**GIVEN RECORDS:**
PR #513, opened 2020-04-14
Updated MongoDBDriver to 2.10.3 which fixes DNS resolution bug

mvacha:
There is a bug in DnsClient library used by MongoDBDriver used by Squidex that causes DNS resolution failure when running in AKS because of Microsoft's changes in coredns responses (https://github.com/Azure/AKS/issues/1526).

Root cause have been fixed in DnsClient library and a new version of MongoDBDriver also have been released - fixing this bug:
https://jira.mongodb.org/browse/CSHARP-2968?focusedCommentId=2966977&page=com.atlassian.jira.plugin.system.issuetabpanels%3Acomment-tabpanel#comment-2966977


SebastianStehle:
Thank you very much

PR #514, opened 2020-04-17
Enabled HTTPS in dev mode with self signed certificate

sauravvijay:


backend/src/Squidex/Program.cs
```diff
@@ -61,6 +63,16 @@ public static void Main(string[] args)
                 })
                 .ConfigureWebHostDefaults(builder =>
                 {
+                    builder.ConfigureKestrel((context, serverOptions) =>
+                    {
+                        if (context.Configuration.GetValue<bool>("devMode:enable"))
```
SebastianStehle, line 68: Why do we need this? Shouldn't be there the development mode already?

backend/src/Squidex/appsettings.json
```diff
@@ -1,4 +1,9 @@
 ﻿{
+  "devMode": {
+    "enable": true,
```
SebastianStehle, line 3: We cannot set this to true, it would be a breaking change.

backend/src/Squidex/Program.cs
```diff
@@ -61,6 +63,16 @@ public static void Main(string[] args)
...
+                        {
+                            serverOptions.Listen(
+                                IPAddress.Any,
+                                context.Configuration.GetValue<int>("devMode:port"),
+                                listenOptions => listenOptions.UseHttps("squidex-dev.pfx", "password"));
```
SebastianStehle, line 73: Is this a path or a cert name? If it is a path, it would not work

backend/src/Squidex/Program.cs
sauravvijay: this is required so that self signed certificate is only served in development mode.

sauravvijay: we can probably use ASPNETCORE_ENVIRONMENT variable to check if it's running in dev mode and then server certificate.

backend/src/Squidex/appsettings.json
sauravvijay: this property will be removed.

backend/src/Squidex/Program.cs
sauravvijay: this is not a path. Its Personal Information Exchange file which is created along with cert.

backend/src/Squidex/Program.cs
SebastianStehle: Yes, but I mean there is already a development in ASP.NET Core, e.g.

https://github.com/Squidex/squidex/blob/835274396f58f9b9f8f11bab8956639337a97a5b/backend/src/Squidex/Areas/Frontend/Startup.cs#L41

We can introduce an additional flag, but at least we should check for both.

if (context.HostingEnvironment.isDevelopment() || ...)

backend/src/Squidex/Program.cs
SebastianStehle: But the docs say

```
//
        // Summary:
        //     Configure Kestrel to use HTTPS.
        //
        // Parameters:
        //   listenOptions:
        //     The Microsoft.AspNetCore.Server.Kestrel.Core.ListenOptions to configure.
        //
        //   fileName:
        //     The name of a certificate file, relative to the directory that contains the application
        //     content files.
        //
        //   password:
        //     The password required to access the X.509 certificate data.
        //
        // Returns:
        //     The Microsoft.AspNetCore.Server.Kestrel.Core.ListenOptions.
        public static ListenOptions UseHttps(this ListenOptions listenOptions, string fileName, string password);
```

backend/src/Squidex/appsettings.json
SebastianStehle: If we don't need it than we can also hard code the port in my opinion.

backend/src/Squidex/Program.cs
sauravvijay: yes pfx file can be used as a cert file as well. It's kept under the same directory hence used directly with name. Have tested it and works like a charm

**DIRECTIONS FOR THIS TASK:** Up to and including the line with "There is a bug", please return the records exactly, beginning from their first line.

**TASK RESULT:**
PR #513, opened 2020-04-14
Updated MongoDBDriver to 2.10.3 which fixes DNS resolution bug

mvacha:
There is a bug in DnsClient library used by MongoDBDriver used by Squidex that causes DNS resolution failure when running in AKS because of Microsoft's changes in coredns responses (https://github.com/Azure/AKS/issues/1526).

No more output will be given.